Erwan und Pauline sind am Ziel ihrer Reise. Sie haben das gewaltige, riesenhafte Skelett eines Menschen gefunden. Oder besser gesagt, da Pauline und Erwan durch das Elixier von Meister Christo in das "Land der kleinen Leute" gelangt sind, die sterblichen Überreste eines Menschen, der in seiner normalen Größe den Weg zu den Völkern des verborgenen Reiches gefunden hat.
Erwan erfährt, dass er mit den vier Stämmen eine heilige Zeremonie im Schädel des "Großen Toten" abhalten muss, um den Frieden in der Anderswelt und in der Welt der Menschen zu erhalten. Pauline aber darf nicht mit, sie muss in sicherer Entfernung zu dem Skelett warten.
Doch eines der fremdartigen Wesen, die die Zeremonie durchführen sollen, spielt falsch und tötet die anderen Vertreter der Stämme durch ein Gift. Es vereinigt sich mit dem nach der Zeremonie nahezu betäubten Erwan. Als der begreift, was geschehen ist, flieht er entsetzt.
Zurück in seiner Welt muss er feststellen, dass alles im Chaos versinkt. Und Pauline verschwunden ist. Von dunklen Vorahnungen erfüllt, versucht er, Pauline zu finden.
Der zweite Band des wunderschön gezeichneten Fantasy-Abenteuers beginnt mit einem Paukenschlag. Das von Vincent Mallié grandios in Szene gesetzte, riesige Skelett wird für zehn Seiten zum perfekten Mittelpunkt eines Geschehens, das spannender und sinnlicher nicht sein könnte. Die Bilder sind nicht von dieser Welt, glänzen in traumhaften Farben, faszinieren mit einer Wendung, die unvorhersehbar ist.

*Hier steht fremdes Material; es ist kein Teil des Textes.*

PR #35954, opened 2020-04-23
remove Server Search tab from the WMS connections dialog (fix #25660)

### LINKED ISSUE #25660: WMS Server Search completely outdated
Author Name: **Bernd Vogelgesang** (Bernd Vogelgesang)
Original Redmine Issue: [17764](https://issues.qgis.org/issues/17764)
Affected QGIS version: 3.7(master)
Redmine category:web_services_clients/wms

---
In the dialog for adding WMS layers, there is a server search tab.
The search is performed trough a service by geopole.org which is run (or not) by sourcepole.
For years it seems, nothing happend to this search mechanism.

Try yourself: Fill in "bayern" into the field for searching layers connected to my home state Bavaria.
The search finds 10 layers. 2 of them are duplicates, so 8 remain.
For these 8 layers, only a single WMS layer is in fact loadable (And of no use at all)

As this service is not usable, it is quite useless, so I would suggest to remove the tab to put an end to this shameful situation.

alexbruy:
## Description
As discussed in https://lists.osgeo.org/pipermail/qgis-developer/2020-January/059941.html.

Remove Server Search tab from the WMS connections dialog as used catalog does not receive updates for years and we already have more feature rich search with MetaSearch core plugin.

Fixes #25660.


nyalldawson:
You can also remove this setting from the options dialog:

image

alexbruy:
Also removed Server Search URL from QGIS settings and Server Search tab from OWS connections dialog.

nyalldawson (approved):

Dann aber erfolgt ein abrupter Bruch. Erwan findet sich im Frankreich der Moderne wieder und macht sich auf die Suche nach der verschwundenen Pauline. Von nun an beherrschen Straßenszenen die Geschichte. Dunkle Gassen, heruntergekommene Wohnblocks, triste Wohnungen und desillusionierte Gestalten. Die Geschichte wird zu einem seltsamen Suchspiel. Wo ist Pauline, wie ist es ihr ergangen, was ist im Land der kleinen Leute bloß passiert?
Der Leser verzweifelt ob der Suche, fragt sich immer wieder, mühsam die Hinweise zusammenklaubend, was passiert ist und warum. Erwan, völlig blind gegenüber diesen Hinweisen, torkelt von einer Wohnung zur nächsten, sucht in dem in ganz Frankreich, ja der ganzen Welt ausgebrochenen Chaos nach Pauline.

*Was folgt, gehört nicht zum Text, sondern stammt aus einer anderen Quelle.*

PR #35956, opened 2020-04-23
look for qgis_global_settings.ini also in the AppDataLocation (fix #31288)

### LINKED ISSUE #31288: Allow qgis_global_settings.ini in standard locations
Currently the qgis_global_settings.ini file is searched for by

- App Parameter
- Env Variable
- Install directory

The first two require startup configuration (param, env) or system manipulation (env) whereas the last one is overwritten on updates.

It would be nice to include additional search paths between install and env, based on QStandardPaths. This would allow to provide the files in default locations, managed by the sys admin (or user) which are untouched by the installer and will be taken without any manual application startup configuration.

I'd propose [`QStandardPaths::AppDataLocation`](https://doc.qt.io/qt-5/qstandardpaths.html#StandardLocation-enum), where also startup.py and templates are stored.

alexbruy:
## Description
Allow to put global settings file also in the default location managed by the user or system administrator which is not touched by installer and does not require any additional setup like passing commandline parameters or settings environment variable. Only first found file will be used. On Linux AppData location usually is `$HOME/.local/share/QGIS/QGIS3`, on Windows `%AppData%\Roaming\QGIS\QGIS3`.

With this PR QGIS will look for global settins file (`qgis_global_settings.ini`) in the following places

1. path specified by commandline parameter
2. path defined by environment variable
3. AppData location (see [QStandardPaths](https://doc.qt.io/qt-5/qstandardpaths.html))
4. installation directory

### DIFF
--- a/src/app/main.cpp
+++ b/src/app/main.cpp
@@ -896,10 +896,20 @@ int main( int argc, char *argv[] )
   // Set up the QgsSettings Global Settings:
   // - use the path specified with --globalsettingsfile path,
   // - use the environment if not found
+  // - use the AppDataLocation ($HOME/.local/share/QGIS/QGIS3 on Linux, roaming path on Windows)
   // - use a default location as a fallback
   if ( globalsettingsfile.isEmpty() )
   {
     globalsettingsfile = getenv( "QGIS_GLOBAL_SETTINGS_FILE" );
+  }
+
+  if ( globalsettingsfile.isEmpty() )
+  {
+    QStringList startupPaths = QStandardPaths::locateAll( QStandardPaths::AppDataLocation, QStringLiteral( "qgis_global_settings.ini" ) );
+    if ( !startupPaths.isEmpty() )
+    {
+      globalsettingsfile = startupPaths.at( 0 );
+    }
   }
 
   if ( globalsettingsfile.isEmpty() )


src/app/main.cpp
```diff
@@ -896,12 +896,22 @@ int main( int argc, char *argv[] )
...
   {
     globalsettingsfile = getenv( "QGIS_GLOBAL_SETTINGS_FILE" );
   }
 
+  if ( globalsettingsfile.isEmpty() )
+  {
+    QStringList startupPaths = QStandardPaths::locateAll( QStandardPaths::AppDataLocation, QStringLiteral( "qgis_global_settings.ini" ) );
+    if ( !startupPaths.isEmpty() )
+    {
+      globalsettingsfile = startupPaths.at( 0 );
```
m-kuhn, line 911: Is it possible for the user to see which file has been picked up already?
How about adding a log (info) message here for system debug purpose?

m-kuhn:
Thanks @alexbruy 
I added a link to QStandardPaths to the description message for documentation purpose

src/app/main.cpp
alexbruy: This already handled below in the code. If global settings file found a message will be added to QGIS Message Log in the "QGIS" tab, see https://github.com/qgis/QGIS/blob/master/src/app/main.cpp#L922.

m-kuhn:
Merge away !

m-kuhn (approved):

Keine Fantasy mehr, keine wundervollen Bilder fremder Welten, nur Straßenfluchten und irritierte Menschen. Zwar sind auch diese Szenen gut gezeichnet und klug ersonnen, doch die Geschichte kann nicht mehr packen und enttäuscht nachhaltig ob ihres offenen Endes und der sinnlos erscheinenden Ereignisse.
Warum verlassen Loisel und Djian ihre so perfekt dargestellte fremde Welt, warum lassen sie einzig Erwan zu Wort kommen, warum folgen die Bilder nur noch ihm? Was ist so interessant an dieser Suche durch Paris, was soll der Leser damit anfangen?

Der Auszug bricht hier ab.